DATA ENCAPSULATION/DECAPSULATION Data encapsulation is performed at the sending station. This process entails adding information to the beginning and end of the data unit to be transmitted. The added information is used to perform the following tasks:
■ Synchronize the receiving station with the signal
■ Indicate the start and end of the frame
■ Identify the addresses of sending and receiving stations
■ Detect transmission errors
The data encapsulation function is responsible for constructing a transmission frame in the proper format. A CRC value for the frame check sequence field is calculated and the frame is constructed. When a frame is received, the data decapsulation function is performed. The receiving station recognizes the destination address of the frame, performs error checking, and then removes the control information that was added by the data encapsulation function at the sending station. If no errors are detected, the frame is passed up the protocol stack to the client application.
MEDIA ACCESS MANAGEMENT A process called media access management or link management is responsible for several functions, starting with collision avoidance and collision handling, which are required for the proper operation of contention networks.
COLLISION AVOIDANCE Collision avoidance entails monitoring the line for the presence or absence of a signal (carrier).
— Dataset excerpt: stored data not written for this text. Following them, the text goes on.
PR #424, opened 2018-04-17
fix(wix-ui-core): popover content wrong width.

etaybarzilay89:
popover content's width was calculated according to first relative parent.
now, popover content is calculated according to element's prop: "appendTo".

### DIFF
--- a/packages/wix-ui-core/package.json
+++ b/packages/wix-ui-core/package.json
@@ -72,6 +72,7 @@
     "raf": "^3.4.0",
     "react": "^16.3.1",
     "react-dom": "^16.3.1",
+    "react-portal": "^4.1.5",
     "react-test-renderer": "^16.3.1",
     "stylable": "latest",
     "stylable-integration": "latest",
--- a/packages/wix-ui-core/src/baseComponents/Popover/Popover.driver.ts
+++ b/packages/wix-ui-core/src/baseComponents/Popover/Popover.driver.ts
@@ -1,5 +1,6 @@
+const queryDocumentOrElement = (element, query) => (document && document.querySelector(query)) || (element && element.querySelector(query));
 const getTargetElement = (element: Element | undefined) => element && element.querySelector('[data-hook="popover-element"]');
-const getContentElement = (element: Element | undefined) => element && element.querySelector('[data-hook="popover-content"]');
+const getContentElement = (element: Element | undefined) => queryDocumentOrElement(element, '[data-hook="popover-content"]');
 const getArrowElement = (element: Element | undefined) => element && element.querySelector('[data-hook="popover-arrow"]');
 
 export const popoverDriverFactory = ({element, eventTrigger}) => ({
--- a/packages/wix-ui-core/src/baseComponents/Popover/Popover.spec.tsx
+++ b/packages/wix-ui-core/src/baseComponents/Popover/Popover.spec.tsx
@@ -1,13 +1,13 @@
 import * as React from 'react';
 import {popoverDriverFactory} from './Popover.driver';
 import {createDriverFactory} from 'wix-ui-test-utils/driver-factory';
-import {Popover} from './';
+import {Popover, PopoverProps} from './';
 import {mount} from 'enzyme';
 import * as eventually from 'wix-eventually';
 
 describe('Popover', () => {
   const createDriver = createDriverFactory(popoverDriverFactory);
-  const createPopover = (props = {}) =>
+  const createPopover = (props: Partial<PopoverProps> = {}) =>
     <Popover placement="top" showArrow={true} shown={false} {...props}>
       <Popover.Element>
         <div>
@@ -54,12 +54,13 @@ describe('Popover', () => {
     expect(arrowLeft).toEqual('10px');
   });
 
-  it('should animate by default', () => {
+  it('should animate by default', async () => {
     const wrapper = mount(createPopover({shown: true}));
     const driver = popoverDriverFactory({element: wrapper.children().at(0).getDOMNode(), eventTrigger: null});
     wrapper.setProps({shown: false});
     expect(driver.isContentElementExists()).toBeTruthy();
-    return eventually(() => expect(driver.isContentElementExists()).toBeFalsy());
+    await eventually(() => expect(driver.isContentElementExists()).toBeFalsy());
+    wrapper.unmount();
   });
 
   it('should not animate in case timeout is set to 0', async () => {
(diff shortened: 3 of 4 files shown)


packages/wix-ui-core/src/baseComponents/Dropdown/Dropdown.driver.ts
```diff
@@ -1,5 +1,5 @@
 import {dropdownContentDriverFactory} from '../DropdownContent/DropdownContent.driver';
-import {popoverDriverFactory} from '../Popover/Popover.driver';
+import {popoverDriverFactory} from '../../components/Popover/Popover.driver';
```
hepiyellow: If you are moving Popover to `components` then you might as well move all the component in `baseComponents` to components. The division to components and baseComponents is not even more unclear.

packages/wix-ui-core/src/components/Popover/Popover.tsx
```diff
@@ -0,0 +1,241 @@
...
+          {popper}
+        </Portal> :
+        popper
+    );
+  }
+
+  defineMountingNode(props) {
+    const {appendTo} = props;
+    this.mountingNode = getMountingNode({appendTo, targetRef: this.targetRef});
+    this.stylesObj = style('root', {}, props);
```
hepiyellow: rename to `popperStylesObj`

packages/wix-ui-core/src/components/Popover/Popover.tsx
```diff
@@ -0,0 +1,241 @@
...
+};
+
+/**
+ * Popover
+ */
+export class Popover extends React.Component<PopoverType, PopoverState> {
+  static Element = createComponentThatRendersItsChildren('Popover.Element');
+  static Content = createComponentThatRendersItsChildren('Popover.Content');
+
+  targetRef = null;
```
hepiyellow: Add type

packages/wix-ui-core/src/components/Popover/Popover.tsx
```diff
@@ -0,0 +1,241 @@
...
+  mountingNode: HTMLElement = null;
+  stylesObj = null;
```
hepiyellow: add type

packages/wix-ui-core/src/components/Popover/Popover.tsx
```diff
@@ -0,0 +1,241 @@
...
+    this.stylesObj = style('root', {}, props);
+    this.attachOrDetachStyles(props);
+  }
+
+  componentDidMount() {
+    this.defineMountingNode(this.props);
+    this.setState({isMounted: true});
+  }
+
+  componentWillReceiveProps(nextProps) {
```
hepiyellow: This will be deprecated, use `UNSAFE_componentWillReceiveProps`
https://reactjs.org/docs/react-component.html#unsafe_componentwillreceiveprops

packages/wix-ui-core/src/components/Popover/Popover.tsx
```diff
@@ -0,0 +1,241 @@
...
+    this.defineMountingNode(nextProps);
```
hepiyellow: Need to check if `childrenObject.Element` was changed. If so, then need to `setState({isMounted:false})`

packages/wix-ui-core/src/components/Popover/Popover.tsx
```diff
@@ -0,0 +1,241 @@
...
+    const shouldRenderPopper = isMounted && (shouldAnimate || shown);
+
+    return (
+      <Manager
+        {...style('root manager', {}, this.props)}
+        onClick={onClick}
+        onMouseEnter={onMouseEnter}
+        onMouseLeave={onMouseLeave}>
+        <Target onKeyDown={onKeyDown} data-hook="popover-element" className={style.trigger}>
+          <span ref={r => this.targetRef = r}>
```
hepiyellow: I think this `span` is redundant, and also the `this.targetRef` might be redundant.
The `Manager` provides a context with the targetRef.
See : https://github.com/FezVrasta/react-popper/blob/65a8cbf71b07355510e975e7a27bcc5bf3b2d727/src/Manager.js#L20

packages/wix-ui-core/src/components/Popover/Popover.tsx
```diff
@@ -0,0 +1,241 @@
...
+            {childrenObject.Element}
+          </span>
+        </Target>
+        {shouldRenderPopper && this.renderPopperContent(childrenObject)}
```
hepiyellow: you can pass here `shouldAnimate` (which is calculated later on inside `renderPopperContent`), just to make it more readable.

packages/wix-ui-core/src/components/Popover/Popover.spec.tsx
```diff
@@ -0,0 +1,123 @@
...
+  it('should not animate in case timeout is set to 0', async () => {
+    const wrapper = mount(createPopover({shown: true, timeout: 0}));
+    const driver = popoverDriverFactory({element: wrapper.children().at(0).getDOMNode(), eventTrigger: null});
+    wrapper.setProps({shown: false});
+    expect(driver.isContentElementExists()).toBeFalsy();
+    expect(wrapper.text()).toBe('Element');
+    wrapper.unmount();
+  });
+
+  it('should append popover to body when appendTo is window', () => {
```
hepiyellow: Aggregate appendTo tests in a describe block

packages/wix-ui-core/src/components/Popover/Popover.tsx
```diff
@@ -0,0 +1,241 @@
...
+
+    return this.wrapWithAnimations(popper);
+  }
+
+  attachOrDetachStyles(props) {
+    const {shown, timeout} = props;
+    const shouldAnimate = !!timeout;
+
+    if (this.mountingNode) {
+      if (shouldAnimate) {
```
hepiyellow: change to `if (shouldAnimate | shown)`

packages/wix-ui-core/src/utils/index.ts
```diff
@@ -23,4 +23,22 @@ export const createComponentThatRendersItsChildren = (displayName: string) => {
   return Element;
 };
 
+export const attachStylesToNode = (node: Element, stylesObj) => {
```
hepiyellow: extract this to `stylableUtils.ts`

packages/wix-ui-core/src/utils/utils.spec.tsx
```diff
@@ -70,5 +83,30 @@ describe('Utils', () => {
       const props = {children: {prop: 'value'}};
       expect(component(props)).toEqual(props.children);
     });
-   });
+  });
+
+  describe('node styles attachment', () => {
+    const attributeName = 'data-att';
+    const stylesObj = {
+      className: 'CN',
```
hepiyellow: className may include 2 classes. Right now it fails. So need to add a test with 2 classes.

packages/wix-ui-core/src/utils/index.ts
```diff
@@ -23,4 +23,22 @@ export const createComponentThatRendersItsChildren = (displayName: string) => {
...
+  if (node) {
+    node.classList.add(stylesObj.className);
```
hepiyellow: `className` may include 2 classes (space separated), so this will fail !

packages/wix-ui-core/src/utils/index.ts
```diff
@@ -23,4 +23,22 @@ export const createComponentThatRendersItsChildren = (displayName: string) => {
...
+    Object.keys(stylesObj)
+      .filter(key => key.startsWith('data-'))
+      .forEach(key => node.setAttribute(key, stylesObj[key]));
+  }
+};
+
+export const detachStylesFromNode = (node: Element, stylesObj) => {
+  if (node) {
+    node.classList.remove(stylesObj.className);
```
hepiyellow: need to handle multiple classes seperated by space

packages/wix-ui-core/src/components/Popover/Popover.tsx
shlomitc: These lifecycle are probably not supported in React15.
We can decide to do the calculating in the render function instead.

This is the “carrier sense” portion of CSMA/CD. The absence of a signal indicates that the channel is not being used and that it is safe to transmit. Detection of a signal indicates that the channel is busy and that transmission must be withheld. If no collision is detected during the period of time known as the collision window, the station acquires the channel and can safely transmit data.
COLLISION HANDLING When two or more frames are offered for transmission at the same time, a collision occurs, which triggers a sequence of bits called a “jam.” All stations recognize the jam as a collision. At that point, all transmissions in progress are terminated. Retransmissions are attempted at staggered intervals. If there are repeated collisions, link management “backs off,” which involves increasing the retransmission wait time following each successive collision.
On the receiving side, link management is responsible for recognizing and filtering out fragments of frames resulting from a transmission that was interrupted by a collision. Any frame less than the minimum size is assumed to be a collision fragment and is not reported to the client layer as an error.
New methods have been developed to improve the performance of Ethernet by reducing or totally eliminating the chance for collisions without having to segment the LAN into smaller subnetworks. Special algorithms sense when frames are on a collision course and temporarily block one frame, while allowing the other to pass.
Last Word
Ethernet is the most popular type of local-area network, and its success has spawned some interesting innovations. 10BaseT Ethernet, for example, allows LANs to operate over unshielded twisted pair (UTP) wiring instead of thick (5BaseT) or thin (10Base2) coaxial cable. There are also high-speed versions of Ethernet, including Fast Ethernet at 100 Mbps and Gigabit Ethernet at 1 Gbps.